ARRÊT DE LA COUR (troisième chambre)

27 septembre 2007 (*)

«Tarif douanier commun – Classement tarifaire – Nomenclature combinée – Caméscopes»

Dans les affaires jointes C‑208/06 et C‑209/06,

ayant pour objet deux demandes de décision préjudicielle au titre de l’article 234 CE, introduites par le Finanzgericht Düsseldorf (Allemagne), par décisions du 4 mai 2006, parvenues à la Cour le 8 mai 2006, dans les procédures

Medion AG (C-208/06)

contre

Hauptzollamt Duisburg,

et

Canon Deutschland GmbH (C-209/06)

contre

Hauptzollamt Krefeld,

LA COUR (troisième chambre),

composée de M. A. Rosas, président de chambre, MM. J. N. Cunha Rodrigues, U. Lõhmus, A. Ó Caoimh et Mme P. Lindh (rapporteur), juges,

avocat général: M. Y. Bot,

greffier: M. J. Swedenborg, administrateur,

vu la procédure écrite et à la suite de l’audience du 21 mars 2007,

considérant les observations présentées:

–        pour Medion AG et Canon Deutschland GmbH, par Me H. Nehm, Rechtsanwalt,

–        pour le gouvernement français, par M. G. de Bergues et Mlle A.-L. During, en qualité d’agents,

–        pour la Commission des Communautés européennes, par Mme J. Hottiaux, en qualité d’agent, assistée de Me B. Wägenbaur, Rechtsanwalt,

vu la décision prise, l’avocat général entendu, de juger l’affaire sans conclusions,

rend le présent

Arrêt

1        Les demandes de décision préjudicielle portent sur l’interprétation des sous-positions 8525 40 91 et 8525 40 99 de la nomenclature combinée figurant à l’annexe I du règlement (CEE) n° 2658/87 du Conseil, du 23 juillet 1987, relatif à la nomenclature tarifaire et statistique et au tarif douanier commun (JO L 256, p. 1), telle que modifiée par les règlements (CE) n° 2263/2000 de la Commission, du 13 octobre 2000 (JO L 264, p. 1), (CE) n° 2031/2001 de la Commission, du 6 août 2001 (JO L 279, p. 1), et (CE) n° 1789/2003 de la Commission, du 11 septembre 2003 (JO L 281, p. 1, ci-après la «NC»).

2        Ces demandes ont été présentées dans le cadre de deux litiges opposant, d’une part, Medion AG (ci‑après «Medion») au Hauptzollamt Duisburg et, d’autre part, Canon Deutschland GmbH (ci‑après «Canon») au Hauptzollamt Krefeld à propos du classement dans la NC de caméscopes que ces deux sociétés ont importés en Allemagne.

 Le cadre juridique

3        La NC, instaurée par le règlement n° 2658/87, est fondée sur le système harmonisé mondial de désignation et de codification des marchandises (ci‑après le «SH»), élaboré par le Conseil de coopération douanière, devenu l’Organisation mondiale des douanes, et institué par la convention internationale conclue à Bruxelles le 14 juin 1983 et approuvée au nom de la Communauté par la décision 87/369/CEE du Conseil, du 7 avril 1987 (JO L 198, p. 1).
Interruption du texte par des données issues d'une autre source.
PR #1549, opened 2026-08-25
Add translations support for viewer and editor

### LINKED ISSUE #1055: Request for Internationalization (i18n) Support to Facilitate Localization

AlekseyManetov:
Closes https://github.com/bpmn-io/form-js/issues/1055, https://github.com/bpmn-io/form-js/issues/1169

Supersedes https://github.com/bpmn-io/form-js/pull/1514, rebased onto current `develop`. Original work by @Senior-Master-Merger, review follow-ups by @dhionson2 — commits keep their authorship.

### Proposed Changes

**Translation support** — [d739d0a4](https://github.com/bpmn-io/form-js/commit/d739d0a46ca6e280fc060d92bb1e8aaaf25f9675), [63e7add8](https://github.com/bpmn-io/form-js/commit/63e7add860a431c6e9a14700fc1ea9e14b3e6e0e), [60a3b6bf](https://github.com/bpmn-io/form-js/commit/60a3b6bf0c1abef26546b9f71d600ea14e6ef410), [7dfd5364](https://github.com/bpmn-io/form-js/commit/7dfd5364e45531372fc5ebea78de35e1ce9370a0)

The viewer and editor register diagram-js' `TranslateModule` and route user-facing strings through `translate`. Nothing is translated by default — a consumer supplies a `translate` at module configuration time, like bpmn-js. No runtime API is added.

**`packages/form-js-i18n`** — [febf2900](https://github.com/bpmn-io/form-js/commit/febf29005cc39ed8a225715bd8399b9975494793)

A new package holding the community dictionaries, starting with English, and the tooling around them. `npm run collect-translations` runs the test suites with a `translate` that records every template it is asked for, and writes the resulting key list into the package. `npm test` there checks each dictionary against that list and reports missing or outdated entries.

**Key coverage** — [aefd7992](https://github.com/bpmn-io/form-js/commit/aefd7992a103ba08eb6b0228ee8cd6a7d08d92db)

Collection only sees what the tests execute, so this adds the tests needed for the key list to be complete.

**Palette label overflow** — [191d26eb](https://github.com/bpmn-io/form-js/commit/191d26eb2212a60966c501c9efeb67d8c19c507e)

Palette entry labels had a fixed height and no wrapping, so a label longer than the English one ran outside its tile. Labels now break, and anything that still does not fit is clipped; the entry title carries the full label.


AlekseyManetov:
## 🤖 Review: bpmn-io/form-js#1549 — Add translations support for viewer and editor

### Summary

The viewer and editor register diagram-js' `TranslateModule` and route user-facing strings through the injected `translate`. Nothing is translated by default — a consumer supplies its own `translate` at module configuration time. A new `packages/form-js-i18n` holds the English dictionary, the tooling that collects translatable keys by running the suites with a recording `translate`, and a coverage check comparing the two. 126 files, +3452 / −496.

### Verdict

**READY TO MERGE ✅**

### Definition of Done

| Criterion | Status | Notes |
|-----------|--------|-------|
| Usable / design principles | ✅ | Default English output is preserved at every composed key; opt-in, so existing embedders see no change |
| Discoverable | ✅ | `packages/form-js-i18n/README.md` documents the opt-in and the contribution flow; the documented import resolves under Node ESM |
| Accessible | ✅ | `aria-label` and `title` strings are covered, not just visible text; palette tiles no longer clip a label longer than the English one |
| Fits existing functionality | ✅ | No new public API — `translate` is supplied via `additionalModules`, matching bpmn-js |
| Simple solution | ✅ | Module-scope constants stay constant; only labels are translated at point of use |
| Understandable | ✅ | The one non-obvious rule (stringify numeric replacements) is documented where it is first needed and back-referenced elsewhere |
| Well tested | ✅ | Dedicated translation specs in both packages; `codecov/patch` 93.70% of diff hit, project 91.23% (+1.39%) |
| Clean code | ✅ | No dead code, debug output or leftovers in the diff |
| Code standards (lint / style) | ✅ | `eslint packages` clean; `tsc --pretty` clean |
| Architectural consistency | ✅ | Mirrors the bpmn-js i18n toolchain — `TranslateModule` registration, karma collector reporter, `docs/translations.json`, dictionary coverage check |
| CI passing | ✅ | Green on this tree |

### Blockers

None.

### Concerns

**The dictionary coverage check reports but never gates.** In `packages/form-js-i18n/test/test.js`, `errors` is only appended at line 97, when a dictionary fails to import; missing and unknown keys warn at lines 85 and 89 and the process still exits 0. That is the right call for community dictionaries — going red the moment someone adds a string would block the string author on a translator. The real gap is adjacent and worth its own issue: nothing verifies `docs/translations.json` is itself current, so a newly added string silently never enters the key list. A CI step running `collect-translations` and failing on a diff would close it, at the cost of running both suites twice.

### Suggestions

- **`NumberEntries.js:122` lacks the zero-case test its sibling has.** Both it and `DefaultValueEntry.js:173` stringify `decimalDigits`, but only the latter is covered at `decimalDigits: 0`. The path is reachable in `NumberEntries.js` too — `decimalDigits: 0` with input `1.5` clears the `Big(value).cmp(minimumValue)` guard on line 118 and lands on line 122. Same shape as the existing test.

- **Two message pairs differ only by a full stop**, and collection turns each into a separate translator-facing key: `Should not contain more than {value} decimal digits` (`DefaultValueEntry.js:173`) vs `… digits.` (`NumberEntries.js:122`), and `Should be a valid number` (`DefaultValueEntry.js:170`) vs `… number.` (`NumberEntries.js:107`). The inconsistency predates this change and unifying it alters user-visible English, so it belongs on its own — but it is now a maintenance cost carried by every dictionary.

- **`isValidDocument` admits an empty filename.** `DocumentPreview.js:140` checks `'fileName' in document.metadata` but not that it is non-empty, so `fileName: ''` renders `Download {fileName}` in the download button's `aria-label`. Data-driven rather than config-driven, so low priority, but a `typeof … === 'string' && length` check would close it along with the empty title it already produces.

- **Key collection hooks a private method.** `test/globals.js:13-15` in both packages wraps `Form.prototype._createInjector` / `FormEditor.prototype._createInjector`. It is the smallest hook available and the intent is commented, but a rename would silently stop collection rather than fail — the dictionary would just stop growing. A `console.warn` when the property is absent would make that loud.

- **The collector runs ahead of consumer modules**, so a spec supplying its own `translate` is excluded from collection by design; its keys have to be exercised elsewhere in the suite. This is documented in the comment, and the coverage commit compensates — worth keeping in mind when adding specs that stub `translate`.

### What's good

- **Minimal blast radius on the libraries.** The viewer and editor gain one module registration each; everything else is call sites. `diagram-js` was already a bundled dependency of both, so the import costs nothing at the package boundary.

- **Keys are static literals with placeholders throughout** — `translate('Download {fileName}', { fileName })`, never a template literal. That is what makes the key list extractable at all, and it holds across ~285 keys with no exceptions.

- **Technical identifiers stay untranslated.** Palette search still matches on `entry.type` (`Palette.js`), dragula's `horizontal`/`vertical` are untouched, and select option `value`s remain literals while only their labels go through `translate`. Getting this wrong is the classic i18n regression — searching by technical name breaking, or drag & drop breaking under a German dictionary.

- **Full sentences per key, not assembled fragments.** `Validator.js` splits the decimal-digits message into three complete keys rather than concatenating a translated stem with an English plural `s`. Languages that inflect can actually produce a correct sentence.

- **The stringify rule is applied uniformly and explained once.** `translate` falls back to the raw placeholder for a falsy replacement, so `{ value: 0 }` would render the literal `{value}` — reachable with `decimalDigits: 0` and input `1.5`. Every numeric replacement is stringified, with the rationale on `Validator.js` and a back-reference from `Table.js`. The remaining raw replacements are provably safe: guarded strings (`label || key` in `Table.js:100`, the truthy `pattern` check), literals in `EditorTable.js`, `Big` instances, and `RepeatRenderManager.js:187` where the collapse guard forces the count above the default of five.

- **The translation specs test what actually breaks in i18n**, not that a mock was called: a placeholder moved to a different position by the target language, a placeholder dropped entirely, `max: 0` interpolating rather than leaking, and two forms on one page with different dictionaries staying isolated.

- **Key collection runs the real suites**, so the list reflects what the code renders rather than what a grep can find — and the accompanying test work closes the coverage gap that approach leaves rather than shipping a knowingly partial list.

packages/form-js-editor/src/features/properties-panel/entries/RowCountEntry.js
```diff
@@ -45,36 +47,37 @@ function RowCount(props) {
...
-const validate = (value) => {
+const validate = (value, translate) => {
   if (isNil(value)) {
     return null;
   }
 
   if (!isNumber(value)) {
-    return 'Must be number';
+    return translate('Must be number');
   }
```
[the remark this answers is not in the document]
AlekseyManetov: They were absent from the collected keys because both branches are unreachable. `NumberFieldEntry` calls `onInput(target.value ? parseFloat(target.value) : undefined)`, so `validate` only ever receives a number (possibly `NaN`) or `undefined`:

- `RowCountEntry` — `isNil(value)` returns first, and `isNumber(NaN)` is `true`, so `!isNumber(value)` can never hold
- `MaxHeightEntry` — the `undefined` / `''` guard returns before `typeof value === 'string'` could be true

Reusing an existing key wouldn't have helped: collection records what the suite actually passes through `translate`, so an unreachable branch contributes nothing regardless of which key it holds.

Removed both branches instead. `NaN` still produces an error via the `Number.isInteger` check that follows, and the key list is now complete — 0 of 226 literals uncollected.

packages/form-js-editor/src/features/properties-panel/entries/MaxHeightEntry.js
```diff
@@ -38,37 +41,38 @@ function MaxHeight(props) {
...
-const validate = (value) => {
+const validate = (value, translate) => {
   if (value === undefined || value === '') {
     return null;
   }
 
   if (typeof value === 'string') {
-    return 'Value must be a number.';
+    return translate('Value must be a number.');
   }
```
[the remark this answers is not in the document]
AlekseyManetov: same as https://github.com/bpmn-io/form-js/pull/1549#discussion_r3871192871

AlekseyManetov:
> Two message pairs differ only by a full stop, and collection turns each into a separate translator-facing key: Should not contain more than {value} decimal digits (DefaultValueEntry.js:173) vs … digits. (NumberEntries.js:122), and Should be a valid number (DefaultValueEntry.js:170) vs … number. (NumberEntries.js:107). The inconsistency predates this change and unifying it alters user-visible English, so it belongs on its own — but it is now a maintenance cost carried by every dictionary.

Fixed. The rest of the suggestions don't look worth it.

packages/form-js-editor/src/core/FormLayoutValidator.js
```diff
@@ -9,23 +9,25 @@ export class FormLayoutValidator {
    *
    * @param { import('./FormLayouter').FormLayouter } formLayouter
    * @param { import('./FormFieldRegistry').FormFieldRegistry } formFieldRegistry
+   * @param { Function } translate
```
barmac: We want to use a proper type like we do in bpmn-js: https://github.com/bpmn-io/bpmn-js/blob/230692f7218e713571938ca315cd6f30b774b420/lib/features/modeling-feedback/ModelingFeedback.js#L6

packages/form-js-editor/src/features/palette/components/Palette.js
```diff
@@ -180,6 +181,7 @@ export function collectPaletteEntries(formFields) {
         group: fieldConfig.group,
         icon: fieldConfig.icon,
         iconUrl: fieldConfig.iconUrl,
+        create: (options) => fieldConfig.create(options),
```
barmac: This seems to be net-new?

packages/form-js-editor/src/features/properties-panel/entries/HeadersSourceSelectEntry.js
```diff
@@ -3,26 +3,25 @@ import { AutoFocusSelectEntry } from '../components';
...
-    static: {
-      label: translate('List of items'),
-      value: 'static',
-    },
-    expression: {
-      label: translate('Expression'),
-      value: 'expression',
-    },
-  };
+const OPTIONS = {
```
barmac, line 6: Good one

barmac (approved):
Let's squash it. Great teamwork :star:

PR #1554, opened 2026-09-04
fix(form-js-integration): resolve `@bpmn-io/form-js` from the monorepo

barmac:
Closes #

Supersedes #1553 — the macOS / Node 24 CI job failed in the integration type smoke test because `@bpmn-io/form-js-integration` resolved a published `@bpmn-io/form-js@1.24.1` tarball instead of the monorepo package.

## Why it was stale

Elle reprend les positions et sous‑positions à six chiffres du SH, seuls les septième et huitième chiffres formant des subdivisions qui lui sont propres.

4        La deuxième partie de la NC comprend une section XVI, laquelle contient un chapitre 85, intitulé «Machines et appareils, matériel électrique et leurs parties; appareils d’enregistrement ou de reproduction du son, appareils d’enregistrement ou de reproduction des images et du son en télévision, et parties et accessoires de ces appareils».

5        La position 8525 40, intitulée «Appareils de prise de vues fixes vidéo et autres caméscopes; appareils photographiques numériques», comprend une sous‑position 8525 40 91, intitulée «autres caméscopes: permettant uniquement l’enregistrement du son et des images prises par la caméra de télévision» et une sous‑position 8525 40 99, intitulée «autres caméscopes: autres».

6        Il convient de préciser que le libellé des sous-positions 8525 40 91 et 8525 40 99 est identique dans les règlements n° 2263/2000, n° 2031/2001 et n° 1789/2003.

7        Les caméscopes classés dans la sous-position 8525 40 91 sont soumis à un droit de douane de 4,9 % alors que ce droit s’élève, pour ceux relevant de la sous‑position 8525 40 99, à un taux de 14 %.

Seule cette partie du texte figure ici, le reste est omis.